Dr. Vincent Filleti, Medical Director of the Kaiser Permanente Positive Choice Weight Loss Program in San Diego, California, participated in several CDC- sponsored, groundbreaking research studies over the years aimed at identifying the roots of chronic conditions such as obesity. He and his colleagues found that people often gain weight in response to an emotionally traumatic incident such as the death of a close family member, physical abuse, sexual abuse, even unfounded accusations of infidelity. In these situations, people start eating for comfort but soon find that being overweight has advantages. Other people expect less of them, are less likely to be sexually attracted to them, are less apt to accuse them of being unfaithful, and that others are less capable of hurting them physically. No matter how much the obese people in Dr. Filleti’s study claimed they wanted to lose weight, their dieting efforts failed because the underlying value they found in being overweight outweighed the value of weight loss.
Joseph had grown up with an ill-tempered stepfather who dished out physical punishment without warning. The beatings didn’t stop until Joseph was tall enough and wide enough to make a difficult target. At some level, Joseph equated his bulk with protection and continued to gain weight long after reaching adulthood. By his mid-thirties, weight-related health problems including diabetes, and arthritic knees motivated him to try a weight loss program. But every time people began to notice his weight loss, Joseph gorged on his favorite foods. Only after a therapist helped him recognize the connection between his excess weight and his sense of personal safety was he able to achieve weight loss success.
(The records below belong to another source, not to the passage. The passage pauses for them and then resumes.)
PR #397, opened 2019-05-03
Feature: Release MicroK8s pre-releases

ktsakalozos:
---

- For Integration tests (test_cdk.py) please make those changes in `jobs/integration`
- For microk8s, those changes are in `jobs/build-microk8s`

### DIFF
--- a/jobs/microk8s/utils.py
+++ b/jobs/microk8s/utils.py
@@ -1,0 +1,15 @@
+import requests
+
+
+def upstream_release(release):
+    """Return the latest stable k8s in the release series"""
+    if release == "latest":
+        release_url = "https://dl.k8s.io/release/stable.txt"
+    else:
+        release_url = "https://dl.k8s.io/release/stable-{}.txt".format(release)
+
+    r = requests.get(release_url)
+    if r.status_code == 200:
+        return r.content.decode().strip()
+    else:
+        None
--- a/jobs/microk8s/utils.py
+++ b/jobs/microk8s/utils.py
@@ -1,5 +1,6 @@
 import requests
 import json
+import semver
 from snapstore import Microk8sSnap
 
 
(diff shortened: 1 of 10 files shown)


jobs/microk8s/utils.py
```diff
@@ -0,0 +1,213 @@
...
+    if arevision != brevision:
+        if arevision > brevision:
+            return 1
+        elif arevision < brevision:
+            return -1
+
+    # Since we reached this spot we have major, minor, patch and revision sections equal
+    # This should have been caught at the very beginning.
+    assert False
+
```
battlemidget: They use semver, you could use the semver library to handle this, ie https://github.com/charmed-kubernetes/jenkins/blob/master/jobs/build-snaps/snaps-source.py#L46-L53

jobs/microk8s/utils.py
```diff
@@ -0,0 +1,213 @@
...
+    print(releases)
+
+    releases = get_latest_pre_release("1.14","rc")
+    print(releases)
+
+    releases = get_latest_pre_release("1.12","rc")
+    print(releases)
+
+    snap = Microk8sSnap("1.15", "edge", juju_controller="aws-us-east-1:default", juju_unit="ubuntu/0")
+    snap.build_and_release("1.15.0-alpha.2")
```
battlemidget: Not sure if you're interested, but i took a different approach, rather than having all these versions hardcoded, i just take the tag releases from upstream and make sure they are synced in the snap store

https://github.com/charmed-kubernetes/jenkins/blob/master/jobs/build-snaps/snaps-source.py#L36-L77

Create branches for the ones we support and dont exist in launchpad and just have them built automatically. 

Also, now that I think about it, you could just use re-use some of the snaps I build from source and set your snapcraft to use stage-snaps, https://docs.snapcraft.io/snapcraft-parts-metadata (see `stage-snaps`)

jobs/microk8s/utils.py
ktsakalozos: Awesome, less code less bugs :)

jobs/microk8s/utils.py
ktsakalozos: This was misleading, sorry. This part of the code was only used for local testing. Removed.

battlemidget:
:tada:

PR #413, opened 2019-05-15
check for stable vs latest and only create addons branch for stable

kwmonroe:
Move the K8s version code higher so we know if we have a stable or a latest k8s version.  Only create the cdk-addons release branch on stable.


Cynerva:
LGTM, thanks @kwmonroe

PR #443, opened 2019-06-25
Fix Vault test not actually running

johnsca:
The condition to run the Vault test logic was missed in the refactor in PR #282 causing the Vault parts of the tests to never run. This changes it to drive the Vault test off the model name.

### DIFF
--- a/jobs/integration/validation.py
+++ b/jobs/integration/validation.py
@@ -59,7 +59,7 @@ async def validate_all(model, log_dir):
     if cpu_arch not in ['s390x', 'arm64', 'aarch64']:
         await validate_keystone(model)
     assert_no_unit_errors(model)
-    if ('validate-vault' == model.name and
+    if ('validate-vault' == model.info.name and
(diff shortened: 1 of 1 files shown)


jobs/integration/validation.py
```diff
@@ -59,7 +59,7 @@
     if cpu_arch not in ['s390x', 'arm64', 'aarch64']:
         await validate_keystone(model)
     assert_no_unit_errors(model)
-    if ('vault' in model.applications and
+    if ('validate-vault' == model.info.name and
```
Cynerva: Should be `in` not `==`, given that model name is generally `validate-vault-<uuid>`:
https://github.com/charmed-kubernetes/jenkins/blob/ceba5490a35ac806b237ed7fc247e846ad0cc0f7/jobs/validate-vault.yaml#L14-L15
https://github.com/charmed-kubernetes/jenkins/blob/ceba5490a35ac806b237ed7fc247e846ad0cc0f7/jobs/validate-vault/Jenkinsfile#L3

PR #444, opened 2019-06-25
Add canal empty resouce

joedborg:
Only merge in now if it doesn't effect the release.


Cynerva:
build-release-canal is going to fail until this gets merged (or we revert https://github.com/charmed-kubernetes/layer-canal/pull/34)

PR #447, opened 2019-07-02
Tests for juju-http(s)-proxy environment variables

VariableDeclared:
Added tests to check layer-docker, charm-docker, and charm-containerd for correct setting of HTTP(S) environment variables.


jobs/integration/test_juju_https_proxy.py
```diff
@@ -0,0 +1,191 @@
+import asyncio
+import pytest
+import re
+import os
+import time
+from .base import (
+    UseModel,
+    _juju_wait
+)
```
battlemidget: You dont need UseModel anymore and _juju_wait has moved to utils

jobs/integration/test_juju_https_proxy_legacy.py
```diff
@@ -0,0 +1,156 @@
+import asyncio
+import pytest
+import re
+import os
+import time
+from .base import (
+    UseModel,
+    _juju_wait
+)
```
battlemidget: same as above

PR #456, opened 2019-07-20
Fix end-to-end http(s) proxy tests

VariableDeclared:
Added fixture and removed unnessary tests for legacy functions.

Also cleaned up tests.


battlemidget:
Looking much much better

VariableDeclared:
@battlemidget cheers for the feedback. Should have this finished before midday.

PR #457, opened 2019-07-26
Adding container runtime and add option to juju wait

joedborg:


joedborg:
[Tests for container runtime subordinates](https://trello.com/c/LkyaiAXE/1218-tests-for-container-runtime-subordinates)

PR #473, opened 2019-08-22
Build Kata container charm

joedborg:
Adding Kata container charm to builds.


joedborg:
[Kata charm needs publishing to the Charm Store](https://trello.com/c/KmLvp8wD/1359-kata-charm-needs-publishing-to-the-charm-store)

PR #485, opened 2019-09-04
Changing agent label

hyperbolic2346:
Any node with the label runner can handle this job. Originally it was copy-pasted from another Jenkinsfile that controlled this with a parameter. No parameter on this side made it null and explode.


hyperbolic2346:
Merging this to get the test going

Fat: An All Purpose Excuse
Other weight loss experts have found some people sabotage their own diet efforts, not because they fear the behavior of others, but because they fear their own behavior.
Some unsuccessful dieters report they stay heavy to reduce the chance they will cheat on their partner or, if they are uncoupled, become promiscuous. As one female patient explained, “When I look good and an attractive man makes a pass at me, I am tempted to stray.”
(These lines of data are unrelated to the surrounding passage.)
PR #499, opened 2019-09-09
Fix Vault test failing with kubectl not found

johnsca:
TBH, I'm not sure how this ever worked. `/snap/bin` isn't on the path by default (might depend on series of the deployed charm), and the config path has to be manually specified on the workers (but not on the masters).

### DIFF
--- a/jobs/integration/validation.py
+++ b/jobs/integration/validation.py
@@ -1284,8 +1284,7 @@ async def test_encryption_at_rest(model, tools):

Fear of failure is another common value conflict. Some people use being overweight as their excuse for not achieving life goals like dating, marriage, career advancement, or learning to swim or dance. These people fear failure, so being fat becomes a convenient excuse for not pursuing other objectives. After all, you can’t fail if you don’t try, and according to their lines of reasoning, they can’t try if they are fat.
On the flip side, researchers have found obese people who have succeeded in many areas of their lives but who become or remain heavy because they are not comfortable with their successes. For these individuals, being heavy helps balance out their achievements.
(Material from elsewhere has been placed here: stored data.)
PR #503, opened 2019-09-09
Fix secret value in encryption test not being b64 encoded

johnsca:
Secrets, when read back via kubectl, come out base64 encoded, so the test needs to do the same to validate it.

### DIFF
--- a/jobs/integration/validation.py
+++ b/jobs/integration/validation.py
@@ -10,6 +10,7 @@ import pytest
 import juju
 from asyncio_extras import async_contextmanager
 from async_generator import yield_
+from base64 import b64encode
 from datetime import datetime
 from .logger import log
 from pprint import pformat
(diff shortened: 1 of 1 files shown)


johnsca:
Example:

```
ubuntu@cory-fu-bastion:~$ kubectl create secret generic test-secret --from-literal=username='secret-value'
secret/test-secret created
ubuntu@cory-fu-bastion:~$ kubectl get secret test-secret -o yaml
apiVersion: v1
data:
  username: c2VjcmV0LXZhbHVl
kind: Secret
metadata:
  creationTimestamp: "2019-09-09T22:05:51Z"
  name: test-secret
  namespace: default
  resourceVersion: "1348"
  selfLink: /api/v1/namespaces/default/secrets/test-secret
  uid: 4af92f65-54db-4460-a1fe-57541099eeae
type: Opaque
ubuntu@cory-fu-bastion:~$ echo c2VjcmV0LXZhbHVl | base64 -d
secret-valueubuntu@cory-fu-bastion:~$ echo -n 'secret-value' | base64
c2VjcmV0LXZhbHVl
```

PR #539, opened 2019-10-29
Disconnect latest stable from master branch

ktsakalozos:
With this PR we want to make sure that if there is a branch on GH for any track even the current stable (eg 1.16 at the time of this PR) that branch will be used in the LP builders.

The behavior we have until now is that the current stable and the latest stable LP builders build from the master GH branch.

Victoria, a Mexican immigrant, took an English course to improve her job skills through an adult education program. She proved to have a knack for language and went on to get a degree in composition and a job in the college language lab. Her husband remained a day laborer. As her success grew, so did her weight.
Victoria dieted successfully at least 3 times, but, uncomfortable in her new skin, she always regained the weight, which tended to worsen her rheumatoid arthritis. During weight loss appointments with her doctor, Victoria unknowingly revealed the source of her value conflict. She often said the woman’s roles in her culture were to marry and raise children. She was not allowed to marry until she was able to iron a man’s dress shirt to perfection and make tender tortillas. Her new roles as an educated woman and co-bread winner were outside her comfort zone. Being very overweight kept her from looking too successful. Victoria punished herself in other ways as well. She refused to dance, an activity she greatly enjoyed, or wear shorts, no matter how hot the weather, because she was in her own words, “too fat and ugly.”
Recognizing conflicting values and working to resolve them can help people who have struggled to lose weight, drop pounds, and keep them off, but it can be a long, slow process. If you feel a value conflict may be at the root of your weight loss challenges, you may want to ask yourself, “What is my weight saying for me?”